Three-dimensional computational musculoskeletal model for estimating force-impedance control during dynamic upper extremity movements.

The human neuromusculoskeletal system learns and adapts the upper limb impedance to new task dynamics, enhancing task performance and stability. This study aimed to develop and validate a realistic neuromusculoskeletal model of the upper limb capable of predicting stiffness modulation and motor adaptation to newly introduced environments and force fields. We employed an inverse task space dynamics approach with a multipriority task control framework for an existing upper limb model in OpenSim (Stanford, CA, USA). The task space controller was responsible for planning and executing muscle-driven goal-oriented movements for the arm while stabilizing these movements against disturbances. We performed simulations involving longitudinal and transverse reaching movements in a horizontal plane at the shoulder level and used the concept of short-range-stiffness to map the stiffness of muscle-tendon units onto end-limb stiffness.
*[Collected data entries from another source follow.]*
PR #658, opened 2019-08-30
fix: Removes unneccesary call to git lfs with no paths

Panaetius:
`git lfs track -- <...>` now only gets called when there actually are paths to call. This should fix the issue for the user, though I couldn't reproduce the underlying git lfs issue.

### DIFF
--- a/renku/api/storage.py
+++ b/renku/api/storage.py
@@ -132,12 +132,13 @@ class StorageApiMixin(RepositoryApiMixin):
                 # TODO create configurable filter and follow .gitattributes
                 track_paths.append(str(path))
 
-        call(
-            self._CMD_STORAGE_TRACK + track_paths,
-            stdout=PIPE,
-            stderr=STDOUT,
-            cwd=str(self.path),
-        )
+        if any(track_paths):
+            call(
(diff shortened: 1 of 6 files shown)


renku/api/storage.py
```diff
@@ -132,12 +132,13 @@ def track_paths_in_storage(self, *paths):
                 # TODO create configurable filter and follow .gitattributes
                 track_paths.append(str(path))
 
-        call(
-            self._CMD_STORAGE_TRACK + track_paths,
-            stdout=PIPE,
-            stderr=STDOUT,
-            cwd=str(self.path),
-        )
+        if any(track_paths):
```
rokroskar: why do you need the `any`?

jsam: Can we clean it up if we don't need it? I don't think we need it since it will always contain Path objects or an exception will be raised instead of None being put into a list.

renku/api/storage.py
```diff
@@ -132,12 +132,13 @@ def track_paths_in_storage(self, *paths):
...
+            call(
```
jsam: I think this can raise KeyboardInterrupt. Maybe we should handle it and display a nice message to the user instead of a stack trace?

Issue #99, opened 2018-02-09
Import datasets from renku-aware repos


rokroskar:
Importing from a git repository that contains a `.renku` directory should automatically reuse the included metadata about authors/creators of various entities. 

- [x] remove the local filesystem path (privacy issues)
- [ ] reference the original dataset metadata file: `$ref: ...`
- [ ] use submodule index to iterate over files when importing from a Git repo

addresses https://github.com/SwissDataScienceCenter/renga/issues/135

PR #666, opened 2019-09-10
99 import dataset from renku aware repo

mohammad-sdsc:

# Description

This PR enables adding of other Renku repositories to datasets. It also copies Creators of the original dataset over if that information exists. Moreover, it refactors the code to use submodule index to get list of files in a dataset (instead of recursive calls). Some minor bugs are fixed as well.

Fixes https://github.com/SwissDataScienceCenter/renku-python/issues/99

## Type of change

## Checklist


renku/api/datasets.py
```diff
@@ -295,8 +298,9 @@ def _add_from_git(self, dataset, path, url, target, **kwargs):
         u = parse.urlparse(url)
         submodule_path = self.renku_path / 'vendors' / (u.netloc or 'local')
 
-        # Respect the directory struture inside the source path.
+        # Respect the directory structure inside the source path.
         relative_to = kwargs.get('relative_to', None)
```
Panaetius: You can change the default value for `kwargs.get(...)` instead of doing `relative_to = relative_to or ''`

```suggestion
         relative_to = kwargs.get('relative_to', '')
```

renku/api/datasets.py
```diff
@@ -352,69 +356,103 @@ def _add_from_git(self, dataset, path, url, target, **kwargs):
                 submodule_path.relative_to(self.path).as_posix()
             ])
 
-        src = submodule_path / (target or '')
+        target = target or ''
+        relative_to = relative_to or ''
```
Panaetius: Is this line needed, since you're doing it already above?

renku/api/datasets.py
```diff
@@ -352,69 +356,103 @@ def _add_from_git(self, dataset, path, url, target, **kwargs):
...
+            files.extend({e.path for e in src_root.traverse()})
+
+        # create a map of all submodule's dataset files to be used to
+        # get creators. Use Dataset's creator if a file does not have
+        # a creator
+        submodule_client = LocalClient(submodule_path)
+        submodule_dataset_creators = {}
+        for sb_dataset in submodule_client.datasets.values():
+            for f in sb_dataset.files:
+                creators = f.creator if f.creator else sb_dataset.creator
```
Panaetius: To be consistent with the other default value statements.
```suggestion
                creators = f.creator or sb_dataset.creator
```

renku/api/datasets.py
```diff
@@ -352,69 +356,103 @@ def _add_from_git(self, dataset, path, url, target, **kwargs):
...
+                file_creator = submodule_dataset_creators.get(entry)
+                if file_creator:
+                    creators = file_creator
+                else:
+                    # grab all the creators from the commit history
+                    for commit in submodule_repo.iter_commits(
+                        paths=dst_target
+                    ):
+                        creator = Creator.from_commit(commit)
+                        if creator not in creators:
```
Panaetius: if you use a `set()` you don't need to do this check.

renku/api/datasets.py
mohammad-sdsc: `kwargs` has a `relative_to` filed but its value can be `None` so `kwargs.get('relative_to', '')` returns `None` and not `''`.

renku/api/datasets.py
mohammad-sdsc: I prefer to keep it as it is because then I have to convert from set to dict.

renku/api/datasets.py
Panaetius: After a second look, do we actually need to use kwargs here? The only kwargs argument that's accessed is `relative_to` and they aren't passed anywhere (only recursively), so I see no reason why `relative_to` can't be a proper argument and `**kwargs` could be removed.

renku/api/datasets.py
```diff
@@ -76,7 +76,9 @@ def datasets_from_commit(self, commit=None):
     def datasets(self):
         """Return mapping from path to dataset."""
         result = {}
-        for path in self.renku_datasets_path.rglob(self.METADATA):
+        for path in (self.path / self.renku_datasets_path).rglob(
+            self.METADATA
+        ):
```
jsam:
```suggestion
        paths = (self.path / self.renku_datasets_path).rglob(self.METADATA)
        for path in paths:
```

renku/api/datasets.py
```diff
@@ -295,8 +306,8 @@ def _add_from_git(self, dataset, path, url, target, **kwargs):
         u = parse.urlparse(url)
         submodule_path = self.renku_path / 'vendors' / (u.netloc or 'local')
 
-        # Respect the directory struture inside the source path.
-        relative_to = kwargs.get('relative_to', None)
+        # Respect the directory structure inside the source path.
+        relative_to = relative_to or ''
```
jsam: We should set `''` as the default parameter in method signature.

renku/api/datasets.py
```diff
@@ -352,69 +363,102 @@ def _add_from_git(self, dataset, path, url, target, **kwargs):
                 submodule_path.relative_to(self.path).as_posix()
             ])
 
-        src = submodule_path / (target or '')
+        target = target or ''
```
jsam: Put into method signature?

renku/api/datasets.py
```diff
@@ -352,69 +363,102 @@ def _add_from_git(self, dataset, path, url, target, **kwargs):
...
+        if relative_to:
             relative_to = Path(relative_to)
             if relative_to.is_absolute():
                 assert u.scheme in {
                     '', 'file'
                 }, 'Only relative paths can be used with URLs.'
-                target = (Path(url).resolve().absolute() / target).relative_to(
-                    relative_to.resolve()
+                relative_to = relative_to.resolve().relative_to(
+                    Path(url).resolve().absolute()
```
jsam:
```suggestion
                    Path(url).resolve()
```
Will already make the path absolute.

renku/api/datasets.py
```diff
@@ -352,69 +363,102 @@ def _add_from_git(self, dataset, path, url, target, **kwargs):
...
                 )
+
+            if target:
+                if str(target) != str(relative_to):
```
jsam: Merge them together

```
if target and str(target) != str(relative_to)
```

or set the target default value first and then make the second check. We don't need 2 ifs here.

Also, comparing strings here is probably not the best way of going about this since they can be symbolic paths.

rokroskar:
I tried the following:

```
renku init test-renku-dataset
cd test-renku-dataset
renku dataset create mydata
renku dataset add mydata https://renkulab.io/gitlab/cramakri/renku-tutorial-flights.git --target data/flights/2019-01-flights.csv.zip
```

This works, but the metadata I get is this:

```
files:
- '@type':
  - prov:Entity
  - schema:DigitalDocument
  - wfprov:Artifact
  _id: blob/aa030cc96e04d1b450b24911c675b4b2bac0d868/data/flights/2019-01-flights.csv.zip
  _label: data/flights/2019-01-flights.csv.zip@aa030cc96e04d1b450b24911c675b4b2bac0d868
  _project:
    '@context':
      _id: '@id'
      foaf: http://xmlns.com/foaf/0.1/
    '@type':
    - foaf:Project
    - prov:Location
    _id: https://renkulab.io/cramakri/renku-tutorial-flights
  added: '2019-09-17T21:30:55.642386+00:00'
  creator:
  - '@type': schema:Person
    _id: mailto:cramakri@ethz.ch
    affiliation: null
    alternate_name: null
    email: cramakri@ethz.ch
    name: Chandrasekhar Ramakrishnan
```

Two issues here:

1. the `_id` and _label` fields of the file metadata are copied from the original dataset. These (for the time being) only make sense in the context of the current project since they include the local project path - hence they should not be copied over but regenerated in the current context instead. 

2. the `_project` is linking to the source project. This is not incorrect, but it should _also_ link to the current project. The only possible solution here might be to use a list of projects (like we do for `files` and `creator`.

rokroskar:
@jsam:

> A third concern which I have is related to submodules. Currently, if we import only 1 dataset (and others are not needed) from the project we put the whole git repository as a submodule (which is not needed, since we are interested in 1 dataset from that project). Since we only need to import metadata correctly (including the unique ID's) and copy the data, I'm not sure if we need to add it as a submodule at all.

This is not specific to this PR but how data import works from git repositories - this was done to allow us to use git mechanisms to update the contents of imported entities.

tests/cli/test_datasets.py
```diff
@@ -284,16 +342,16 @@ def test_relative_import_to_dataset(
...
 
     first_level = tmpdir.mkdir('first')
     second_level = first_level.mkdir('second')
 
-    first_data = first_level.join('data.txt')
+    first_data = first_level.join('first.txt')
     first_data.write('first')
 
-    second_data = second_level.join('data.txt')
+    second_data = second_level.join('second.txt')
```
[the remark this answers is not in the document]
mohammad-sdsc: There were 3 files with the same name, `data.txt`, at three different levels; a test was passing incorrectly due to this.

Additionally, we studied motor adaptations for longitudinal reaching movements in presence of three position-based divergent force fields and a velocity-dependent force field. Qualitatively, the proposed model and simulations accurately predicted previously reported, experimental end-limb stiffness properties. Our preliminary results indicated the potential of the proposed computational approach for estimating end-limb stiffness parameters. Future studies are needed to more rigorously validate the model by quantifying the level of agreement between the model and experimental measurements for more upper extremity tasks.